- _Exercise details_
Below are entries; count each line that holds the word "StringBuilder" and report the number without any other words.

- _Extracted material_
PR #926, opened 2018-09-10
Fix for ECJ - GWT conflict

Rikkola:


Rikkola:
Testing the hosted mode

drools-wb-webapp/pom.xml
```diff
@@ -1240,6 +1240,22 @@
       <scope>test</scope>
     </dependency>
 
+    <dependency>
```
manstis: Is this confirmed from CLI (```mvn gwt:run```) and IDEA?

I had to add it as the top-most dependency (or probably just before any other dependency that has ```drools-compiler``` as a transitive dependency). You've added last.

Rikkola:
@manstis Had to move it up. Idea SDM took a while to get working due to me running out of disk space. Happens everyday at some point due to Idea not cleaning temps.

Rikkola:
So I tested Idea and hoping @kkufova could test CLI. Since that doesn't normally work for me.

gitgabrio:
@manstis @porcelli @Rikkola 
I think the proper place to put this modification should be the drools-wb/pom.xml or higher, if possible.
All other projects (screens/webapp/etc) extend it, so this modification should be inherited by any of them.
As I already said elsewhere, I have the idea that having only the drools-wb-webapp to test the screens is a mistake from an architectural point of view : the dependency mess and the unwanted cross-dependency between modules is the demonstration.
Also, always from a good-design point of  view, IMHO these modification should be available to all GWT projects, not only the ones inside drools

manstis:
@gitgabrio Can you try placing the fix in ```drools-wb pom.xml```?

If you can identify a higher place to put it that'll fix all webapps then we'd be more than happy to do that too. @Rikkola, @wmedvede, @porcelli and I just happened to be the first to try to fix our development environments. Feel free to get involved!

As for your comment about ```drools-wb-webapp``` I'd disagree. Having a _lighter-weight_ (lighter than ```kie-wb```) workbench, not just to test drools screens but also their integration in a (near complete) workbench has proved to pay dividends in the past. However that said, if you want to cleanse what we have that still provides a platform to test integration with the workbench (project builds, dock integration etc) then I'd happily review your PR :-)

gitgabrio:
@manstis @Rikkola @porcelli 
Currently I've already put that on drools-wb/pom.xml (I would like to have it there - in my machine -  because most of the time I use my lighter showcase and when I need all the assets I use drools-wb-webapp).
My only "concern" is that I do not exactly how to fire a "drools" compilation that might eventually fail if there is a wrong version - beside that my code runs as usual.

ederign:
Thanks @Rikkola

manstis:
@gitgabrio This PR has been merged to expedite the fix for other developers.

Please submit another PR if you can improve upon this solution. All improvements are welcome.

gitgabrio:
@manstis  
@Rikkola I agree with your comment.
Last night I begun a drools-wb  refactoring to address this. I may be wrong, so I have to go through and test it, but I think the main issue is that currently client/gwt modules are not separated from backends one; instead, they are all under "screens", grouped by the asset. All the "best practices" of GWT are somehow against it (GWT documentation, mojo maven plugin, tbroyer plugin).
What I'm doing is
1) create two "sub-module" roots: drools-wb-backend and drools-wb-client
2) put all "client" modules under the latter, and the others under the former
That way, I think it would be much easier to manage the different needs of this two groups of modules.
In the same time, this would allow me to declare all dependencies in on place (drools-wb-client/pom) while now they are duplicated inside all the client poms. Moreover, it will be clearly written out  which "client" depends specifically on other one (that dependency will be declared only in the requiring module).
After that, my plan would be to have drools-wb-webapp simply depending on drools-wb-backends and drools-wb-clients.
If everything works as I hope, the maven "fix" could be put in one place and inherited in all the modules that needs it.

gitgabrio:
@Rikkola 
I thought it was for that reason. I would call it a "maven" approach and overall I would agree. On the other side, in my experience to work well with GWT you have to follow its rules. All the troubles about Intellij plugin, SDM, compilation times, dependencies, etc etc are related exactly to that - and if you think it over they are extremely costly. Of course after a while we all find our "way" to overcome some issues and we get used to things as they are (i.e. we all develop our "black" rituals), but IMHO we are just fighting against the framework - and this is something that I would put in higher priority than "comfort" of having related codes under the same path.
As I side note, I worked in other complex multi-module GWT projects with the client/share/server layout, and all the people working on that where perfectly at easy: it is just a matter of getting used, just like here we are getting used to a lot of different workarounds.

Rikkola:
@gitgabrio is it possible that the split would speed up compile times? In theory the backend becomes a black box for client side, but then again it also still has to be all put together in the webapp module.

gitgabrio:
@Rikkola 
Well, now we are in the "hypothesis" world. 
My idea is that we should have a modular test environment - i.e. it should be easy to create specific "showcases" for each screen - I would like to make an archetype that simply create a "showcase" for a specific "screen"; showcases made that way could be dropped and created easily, so no need to version/maintain them. In that situation, developing time would be greatly reduced, because as developer I would not have the hassle of managing tons of unneeded dependencies/inherited modules.
drools-wb-webapp would then be just an "integration" environment, that could be also skipped by developers - so build time would not be an issue (this is exactly what I'm currently doing).

Anyway, I am not even sure that my idea would actually work.
My approach is simple: 
I see something that does not works as I know it should; 
I see that something has been done differently on what I would have done; 
I try to see if re-doing things as I would have done may fix the issues.
I have to actually test it to verify everything - I think it should work

Rikkola:
@gitgabrio I think we could generate the showcases. Just tick the screens you need and you are good to go. This would remove the need for most of the showcases and speed up the build I think, but based on these ECJ fixes and issues with the same fix not working for every showcase I'm not sure how easy something like this would be to do.

gitgabrio:
@Rikkola 
Well, we could have different issues, some of them manageable only at "showcase" level, others more up. In that situation, I just modified the pom of my personal showcase - maybe 30 seconds to copy and paste ? - and it worked again.
Anyway, your last comments makes me ask: is this not due to the fact that every module/showcase is done somehow in a different way? What if (not saying is it possible, do not know, but just as hypotesis) all the showcases would extend a common parent:  would have not possible to make the fix in only one point? My university teacher always repeated: "Structure is function" (meaning the final behaviour depends on the structure you use): well, I still think that a lot of issues are generally consequent to a wrong structure - but that unfortunately instead of fixing the structure we add patches, increasing the overall entropy and the potentiality for further issues.

porcelli:
@gitgabrio based on our call, we're waiting for a working proposal from you, so everyone will be able to evaluate and point pros/cons... as I said in our call: code always win.

Rikkola:
@gitgabrio Yes the fix was an easy copy paste for most parts, but some kie-wb-common showcases needed more, but perhaps they are indeed doing something differently. 

Another issue with these workspaces is for example the fact that css-styles ( and probably many other things ) are not the same for all. For example some buttons looks different in drools-wb-showcase and in the production wars. So a shared base for all would be needed.

And still even when the workspaces are different, they still are really redundant with copy pasted code.

But hoping you have figured out a better way. For anyone following, the speed differences I tested with drools-wb-showcase and @gitgabrio's custom showcase for the Scenario Simulation editor were:
* drools-wb-showcase 4 minutes to start SDM for the first time
* scenario-simulation-showcase 2 minutes 30 seconds

And this is on my own setup that is way faster than the company standard laptop. If I used the official work laptop drools-wb-showcase would be closer to 10 minutes.

PR #927, opened 2018-09-11
[DROOLS-2982] Create backend methods to pair with "duplicate row"

danielezonca:
Added methods to clone Scenario and create Scenario at a specific index

@jsoltes @Rikkola


danielezonca:
@manstis can you merge (squash) also this PR?

Thanks :)

PR #928, opened 2018-09-12
Drools 2904 - Show menu to add row and column

gitgabrio:
Scope of this review is to show a contextual menu (right-click) to allow insert/deleting of columns/rows.
Contextual menus will have different elements depending on the element clicked.

Please verify
1) correct behaviour
2) adherence with UX proposal; if not met, let's talk if modifications are needed


drools-wb-screens/drools-wb-scenario-simulation-editor/drools-wb-scenario-simulation-editor-api/src/main/java/org/drools/workbench/screens/scenariosimulation/model/Simulation.java
```diff
@@ -49,11 +61,31 @@ public Scenario getScenarioByIndex(int index) {
...
         return scenario;
     }
 
+    public Scenario cloneScenario(int sourceIndex, int targetIndex) {
+        if (sourceIndex < 0 || sourceIndex >= scenarios.size()) {
+            throw new IllegalArgumentException(new StringBuilder().append("SourceIndex out of range ").append(sourceIndex).toString());
+        }
+        if (targetIndex < 0 || targetIndex > scenarios.size()) {
+            throw new IllegalArgumentException(new StringBuilder().append("TargetIndex out of range ").append(targetIndex).toString());
+        }
```
jomarko: Do we really need these index checks in this class? I had a look on [javadoc](https://docs.oracle.com/javase/8/docs/api/java/util/List.html#add-int-E-) and it seems to me as not needed.

drools-wb-screens/drools-wb-scenario-simulation-editor/drools-wb-scenario-simulation-editor-client/src/main/java/org/drools/workbench/screens/scenariosimulation/client/editor/ScenarioSimulationEditorPresenter.java
```diff
@@ -105,30 +109,28 @@ public ScenarioSimulationEditorPresenter() {
...
         view.init(this);
 
-        rightPanelRequest = new DefaultPlaceRequest(RightPanelPresenter.IDENTIFIER);
-        rightPanelRequest.addParameter("ScenarioSimulationEditorPresenter", this.toString());
-
-        rightPanelMenuItem.init(rightPanelRequest);
+//        rightPanelRequest = new DefaultPlaceRequest(RightPanelPresenter.IDENTIFIER);
+//        rightPanelRequest.addParameter("ScenarioSimulationEditorPresenter", this.toString());
+//
+//        rightPanelMenuItem.init(rightPanelRequest);
```
jomarko: If not needed, please remove.

drools-wb-screens/drools-wb-scenario-simulation-editor/drools-wb-scenario-simulation-editor-client/src/main/java/org/drools/workbench/screens/scenariosimulation/client/editor/menu/AbstractHeaderGroupMenuPresenter.java
```diff
@@ -0,0 +1,47 @@
...
+    PrependColumnEvent prependColumnEvent;
+
+    /**
+     * This method set <b>group-specific</b> menu items and common <b>SCENARIO</b> menu items
+     */
+    public void initMenu() {
+        addMenuItem(HEADERCONTEXTMENU_GROUP, HEADERCONTEXTMENU_LABEL, HEADERCONTEXTMENU_I18N);
+        addExecutableMenuItem(HEADERCONTEXTMENU_INSERT_COLUMN_LEFT, constants.insertColumnLeft(), "insertColumnLeft", prependColumnEvent);
+        addExecutableMenuItem(HEADERCONTEXTMENU_INSERT_COLUMN_RIGHT, constants.insertColumnRight(), "insertColumnRight", appendColumnEvent);
+        //        addExecutableMenuItem(HEADERCONTEXTMENU_DELETE_COLUMN, constants.deleteNewColumn(), "deleteNewColumn", () -> GWT.log(HEADERCONTEXTMENU_DELETE_COLUMN));
```
jomarko: Probably save to remove

drools-wb-screens/drools-wb-scenario-simulation-editor/drools-wb-scenario-simulation-editor-client/src/main/java/org/drools/workbench/screens/scenariosimulation/client/editor/ScenarioSimulationEditorPresenter.java
jomarko: There are more similar occurrences, I didn't comment all.

drools-wb-screens/drools-wb-scenario-simulation-editor/drools-wb-scenario-simulation-editor-api/src/main/java/org/drools/workbench/screens/scenariosimulation/model/Simulation.java
gitgabrio: These code comes from https://github.com/kiegroup/drools-wb/pull/927 - that has been approved. Anyway, ask @danielezonca about it.

danielezonca: I created these checks to avoid a general IOOB exception so the user/developer will see which index is wrong at least

jomarko: Thanks for answers, will not dig deeper into it. Leaving review for scenario experts.

gitgabrio:
@kkufova @danielezonca 
About "insert row above/below" on green header: completely agree: they are just labels and I need the exact ones to put there; when clicked on header, they actually mean "insert as first" or "insert as last", while when clicking on a grid row, the mean "insert above or below the clicked row"
About "insert column left/right" on GIVEN/HEADER: the behavour is different than in GIVEN-1/EXPECTED-1: in GIVEN/EXPECTED -> insert the column to the leftmost or rightmost of the **group**, while in GIVEN-1/EXPECTED-1 it insert the column to the left or right of the clicked one.
About "2. Secondly": yes - that's a bug
About "3. The duplicate row": I saw your video a couple of time, part of the behaviour is expected  - the collapsing effect is absolutely misleading. I will look about the duplication of the first row

kkufova:
@gitgabrio, thank you for the answers!

> About "insert column left/right" on GIVEN/HEADER: the behavour is different than in GIVEN-1/EXPECTED-1: in GIVEN/EXPECTED -> insert the column to the leftmost or rightmost of the group, while in GIVEN-1/EXPECTED-1 it insert the column to the left or right of the clicked one.

In that case, could we please rename the options for the **GIVEN** and **EXPECTED** to something like _insert leftmost column_ and _insert rightmost column_ to be more precise?

gitgabrio:
@kkufova 
Yup - I'll put that strings.

Rikkola:
@danielezonca @gitgabrio I don't think the distribution wars have GWT.log setup on the client side, so it doesn't matter if we use it, but I need to check if just using it gives us trouble.

manstis:
@gitgabrio Please be aware @danielezonca is moving Stunner's generic "Command" infrastructure (execute/undo etc etc) to a more re-usable module. You should strive to re-use the existing infrastructure rather re-invent the wheel. See https://issues.jboss.org/browse/DROOLS-2898 and feel free to talk to @danielezonca about its usage.

manstis:
@gitgabrio @danielezonca Ah, I now see https://issues.jboss.org/browse/DROOLS-2911 :-)

danielezonca:
@manstis 
Yes we decided to start with a simple local command executor because the discussion about Stunner command were still in progress when he started this implementation and then migrate (essentially just replace the executor and the interfaces) in a second step :)

gitgabrio:
Fixed comments. Please verify

danielezonca:
@manstis 

PR #930, opened 2018-09-13
DROOLS-2973 : Revisit the XML and XStream format and setup for Scenario Simulation

Rikkola:
https://issues.jboss.org/browse/DROOLS-2973

@kkufova @danielezonca This cleans up the packages from the XML. Let me know if you want a different format or additional tests, not sure what tests make sense here.


Rikkola:
@danielezonca Ok. The version number is added.

drools-wb-screens/drools-wb-scenario-simulation-editor/drools-wb-scenario-simulation-editor-backend/src/main/java/org/drools/workbench/screens/scenariosimulation/backend/server/ScenarioSimulationXMLPersistence.java
```diff
@@ -28,17 +40,34 @@
 
     private ScenarioSimulationXMLPersistence() {
         xt = XStreamUtils.createTrustingXStream(new DomDriver());
+
+        xt.autodetectAnnotations(true);
+
+        xt.alias("ExpressionElement", ExpressionElement.class);
```
jomarko: Just idea, couldn't we use 
```java
xt.alias(ExpressionElement.class.getSimpleNmae(), ExpressionElement.class);
```

danielezonca: In general I agree with you but in this specific use case I suggest to use the string to avoid that a refactor will break existing scenario loading: the IDE will update class name without any warn but then you will be not able to reload an existing file

jomarko: thanks

PR #935, opened 2018-09-17
DROOLS-2940 : It is not possible to run all scenarios in the old test scenarios.

Rikkola:
https://issues.jboss.org/browse/DROOLS-2940

Bundle:
https://github.com/kiegroup/appformer/pull/463
https://github.com/kiegroup/drools-wb/pull/935


drools-wb-screens/drools-wb-test-scenario-editor/drools-wb-test-scenario-editor-client/src/main/java/org/drools/workbench/screens/testscenario/client/ScenarioEditorPresenter.java
```diff
@@ -33,7 +33,7 @@
 import org.drools.workbench.screens.testscenario.model.TestScenarioResult;
 import org.drools.workbench.screens.testscenario.service.ScenarioTestEditorService;
 import org.guvnor.common.services.shared.metadata.model.Metadata;
-import org.guvnor.common.services.shared.test.TestService;
```
jomarko: Is `org.guvnor.common.services.shared.test.TestService` used somewhere else in `kiegroup` codebase?

Rikkola:
@manstis Hello, if you could be kind enough to merge these thank you.

PR #937, opened 2018-09-19
DROOLS-2994 Rename Scenario Simulation to Test Scenarios (Preview) and update icon

kkufova:
According to [this document](https://docs.google.com/presentation/d/1uBgHnBOzmsXvRUs7fFToLsjVLs3ag6lCnc6XFVUk9Ao/edit?ts=5b96322e#slide=id.g3efa8f3c6c_7_130), the official name of the Scenario Simulation asset is **Test Scenarios (Preview)**. I renamed the asset in the UI and updated its icon (based on a UX decision, the icon should be the same as for the old Test Scenarios). I followed the "naming convention" of the old Test Scenarios.

However, I am not sure I managed to update all the right places. For example, in all `pom.xml` files, I left the name Scenario Simulation (all components in the code are called Scenario Simulation anyway), as it does not really make sense to me to rename it there.

@Rikkola, @danielezonca, could you please review?


drools-wb-screens/drools-wb-scenario-simulation-editor/drools-wb-scenario-simulation-editor-client/src/main/java/org/drools/workbench/screens/scenariosimulation/client/renderers/BaseExpressionGridTheme.java
```diff
@@ -67,7 +67,7 @@
 
     @Override
     public String getName() {
-        return "Scenario Simulation Editor";
+        return "Test Scenarios (Preview)";
```
Rikkola: Since this is a client side name is it visible to user? If so, then it would also need to be i18nized.

danielezonca: I think this value will be visible only if we want to support multiple themes with the possibility for the user to switch. For now I think it is enough to change it here without i18n

kkufova: @Rikkola, thank you for noticing, I don't think this is visible at the moment (as @danielezonca wrote). From the code:

```
/**
 * Definition of themes used by a render for the pluggable rendering mechanism.
 */
public interface GridRendererTheme {

    /**
     * Returns a display name for the theme.
     * @return A name for the theme
     */
    String getName();
...
```

manstis:
@Rikkola @kkufova @danielezonca Theme "names" are not shown to the User (in the workbench at least). It is therefore, IMO, OK to not i18n it.

kkufova:
@jomarko, can you take a look as well? Juraj's not available at the moment for a review.

PR #938, opened 2018-09-19
Drools 2902 - Link Scenario grid header cells with expression builder component

gitgabrio:
Scope of these PR is to provide ability to modify a selected column' type with one choosen from firght panel.
Requiremnts (to verify)
1) clicking on a 2nd level header should select the colum and *eventually* deselect a previously selected one
2) clicking outside the grid should deselect the column
3) Editor tab in right panel should be disabled by default
4) the editor tab should be enabled only when a column is selected
5) if there is no selected column, editor tab should be disabled
6) when double click on a property of a type inside the  editor tab, the header of the selected column should show the full "path" for this property
7) after saving/closing/and reopen the scenario, the modification should be present


gitgabrio:
@kkufova 

About the bugs:
I've fixed _clicking outside the grid should deselect the column_

After that, I tried to recreate the "_remove column_" one, but I could not.

About UX:
_when double click on a property of a type_.. : underlying/changing color sounds great for me; I would stick to double click, though (it is easy to fire a click by mistake); anyway, I would prefer to have the feedback from the actual user (next tuesday @danielezonca will show it)
 
_double click the second-level header_ : there is a pending PR from @danielezonca about these editing, and it should have fixed that

gitgabrio:
@kkufova 
Fixed with [DROOLS-2902] Fixing column selection/deselection on lost focus/delete column. CHanged property style inside RightPanel

danielezonca:
@manstis 
Build is green now :)
Squash and merge is fine

Thanks

PR #939, opened 2018-09-19
[DROOLS-3001] Add support for simple values mapping, add support to not equal operator

danielezonca:
This PR contains
- Fix for the exception found by Toni today when the user runs a scenario with column mapped to entire DO (for instance an empty scenario contains only 6 default String columns)
- Add `NOT_EQUALS` operator (I forgot to add it before from the playground project)
- Minor refactor of raw values parsing

@Rikkola @kkufova


danielezonca:
jenkins retest this please

gitgabrio:
@danielezonca 
Inside ScenarioRunnerHelper
primitive type are casted to boxed equivalents.
I do not know if it could be an issue; anyway it is possible to use _isAssignableFrom_ to primitive classes:

_Class<?> clazz = int.class;
clazz.isAssignableFrom(int.class);_

With that in place, it would be possible to return the exact same type of original variable (not the boxed one):

 _Object value = 4;
 int toReturn = ((Integer) value).intValue();_

danielezonca:
@gitgabrio 
I updated primitive handling to cover also null values and limit the usages of boxing/unboxing. I think for now it is enough because we still need to define how manage collections so I expect quite big refactor of these methods in the future.

The same for operators symbols, I would like to keep multiple choices for now until we will define the expression language that we want to support (FEEL, MVEL, etc)

Let me know if you have other questions

drools-wb-screens/drools-wb-scenario-simulation-editor/drools-wb-scenario-simulation-editor-api/src/main/java/org/drools/workbench/screens/scenariosimulation/model/FactMappingValue.java
```diff
@@ -72,6 +78,34 @@ FactMappingValue cloneFactMappingValue() {
...
+        FactMappingValueOperator operator = FactMappingValueOperator.findOperator(value);
+        Optional<String> first = operator.getSymbols().stream().filter(value::startsWith).findFirst();
+        if (first.isPresent()) {
+            symbolToRemove = first.get();
+        }
+
+        int index = value.indexOf(symbolToRemove);
+
+        return value.substring(index + symbolToRemove.length()).trim();
+    }
```
jomarko: Not sure how often `symbolToRemove` is empty, but if in most cases, I think we should implement like this:
```java
public static Object cleanValue(Object rawValue) {
        if (!(rawValue instanceof String)) {
            return rawValue;
        }
        String value = ((String) rawValue).trim();

        FactMappingValueOperator operator = FactMappingValueOperator.findOperator(value);
        Optional<String> first = operator.getSymbols().stream().filter(value::startsWith).findFirst();
        if (first.isPresent()) {
            String symbolToRemove = first.get();
            int index = value.indexOf(symbolToRemove);
            value = value.substring(index + symbolToRemove.length());
        }

        return value.trim();
    }
```

danielezonca: Done, thanks for the suggestion :)
Can you please approve the PR now that you have commented?

danielezonca:
@manstis 

Thanks

PR #105, opened 2019-02-28
XRDDEV-358 OpMon REST support

carohauta:
Related to #104


jhyoty:
There are some conflicts and this PR seems to re-introduce the changes from #104. Please fix the PR so that it contains only the relevant changes.

PR #117, opened 2019-03-26
XRDDEV-419

TJaakkola:
Add x-request-id (unique id for each rest request) to x-road message protocol


jhyoty:
The client security server should verify that the request id in response matches the request. See ee.ria.xroad.proxy.clientproxy.ClientRestMessageProcessor#checkConsistency

PR #121, opened 2019-03-27
XRDDEV-432: Prevent adding rest services with duplicate service codes

TJaakkola:


jhyoty:
It would be better to enforce the uniqueness of the serviceId on the server-side (like adding the wsdl description does).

- _Task response_
2